Today’s term applies to both long and short term borrowing, and though familiar it is often a misunderstood financial term. Let’s take a look at what credit rating means and how it affects businesses, governments, and individuals.

credit rating (n)

  1. an evaluation of the likelihood that a borrower will repay a debt or financial obligation based on past history, current financial obligations, and worth of the borrower’s financial assets

Generally, credit rating agencies assign credit ratings to any person, entity, or group that wishes to borrow money. This includes corporations, individuals, and even local,  provincial, and national governments. When it comes to businesses and governments, credit ratings are evaluated and assigned by major financial institutions such as Moody’s, Standard & Poor’s, and Fitch. Entities pay these agencies for their own evaluations and any outstanding debt concerns.

To evaluate individuals, the three major credit reporting agencies (Equifax, Experian, and TransUnion) review their credit history. Since a loan is a promise to repay borrowed money under set conditions, an individual’s credit rating determines the likelihood of a borrower paying back what they owe according to the terms of the loan. High credit ratings mean that the loan is most likely going to be paid back within the time frame and according to the loan agreement. Poor credit ratings, on the other hand, indicate a borrower has struggled to repay what they owed in the past and may have difficulty maintaining future lending agreements. When a person or organization has a higher credit rating, it means that they are a better candidate for loans and lines of credit.

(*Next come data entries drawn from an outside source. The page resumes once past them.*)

PR #261, opened 2019-08-18
Update variable mapping

znicholls:
# Pull request

- [x] Tests added

## Adding to CHANGELOG.rst

```
```


tests/test_definitions.py
```diff
@@ -92,12 +104,23 @@ def test_convert_magicc7_to_openscm_variables(magicc7, openscm):
     [
         ("HFC245FA_EMIS", "Emissions|HFC245fa"),
         ("CO2I_EMIS", "Emissions|CO2|MAGICC Fossil and Industrial"),
-        ("CH4_EMIS", "Emissions|CH4"),
         ("CH3CCL3_EMIS", "Emissions|CH3CCl3"),
         ("CCL4_INVERSE_EMIS", "Inverse Emissions|CCl4"),
+        ("CO2_EMIS", "Emissions|CO2"),
```
lewisjared: Should this be CO2T_EMIS? In the source there is no reference to a CO2_EMIS variable

pymagicc/definitions/__init__.py
```diff
@@ -283,6 +285,8 @@ def get_openscm_replacement(in_var):
             )
         elif variable.endswith("B") and not edge_case_B:
             variable = DATA_HIERARCHY_SEPARATOR.join([variable[:-1], "MAGICC AFOLU"])
+        elif variable.endswith("T") and not edge_case_B:
```
lewisjared:
```suggestion
        elif variable.endswith("T"):
```

znicholls:
> Does it handle `DAT_SURFACE_TEMP_SUBANNUAL` or `*_GWPEMIS`?

`DAT_SURFACE_TEMP_SUBANNUAL` nope but will add. I'd rather not support `*_GWPEMIS`, I think this sort of conversion should be done in post-processing rather than relying on the values hard-coded in MAGICC to be right...

tests/test_definitions.py
znicholls: I think it doesn't actually matter as MAGICC has to have a fossil/afolu split (i.e. you could never prescribe total CO2 emissions). In any case, I have followed the convention for methane. In the output, `CH4T_EMIS` is total methane emissions but in the input of a SCEN7 file, the column header has to be `CH4_EMIS`. Hence the mapping has to be different depending on whether you're going forwards or backwards.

As a general rule, credit ratings are applied to government entities and businesses, whereas credit scores are for individual borrowers. Credit scores are numbered (usually between 300-850), and credit ratings are given a letter grade. When rating governments or businesses, the ratings are also often referred to as sovereign credit ratings for nations and corporate credit ratings for businesses.

Credit rating agencies for businesses and governments are reported using a letter grade to indicate their creditworthiness. AAA is the highest rating on the Standard & Poor’s rating system, whereas D is the lowest.

So why do credit ratings matter? When it comes to businesses and borrowing, reporting agencies derive credit ratings from a significant amount of research and financial study. Borrowers want to maintain the highest rating possible due to its impact on the amount of interest that lenders charge on borrowed monies, so maintaining good financial health is crucial for growth and expansion. Credit rating agencies, rate companies as objectively as possible based on how well they maintain their corporate financial affairs and their actual capacity to repay a debt. Many investors look closely at credit ratings too, as it is an indicator of whether or not a business venture will earn better returns.

If you don’t maintain your financial bookkeeping well, you may find lenders and investors a lot less forthcoming with the capital you need to grow. Keep an eye on your rating and make it a priority for your accounting department. Smart financial management may one day be a crucial determining factor in long term success and failure.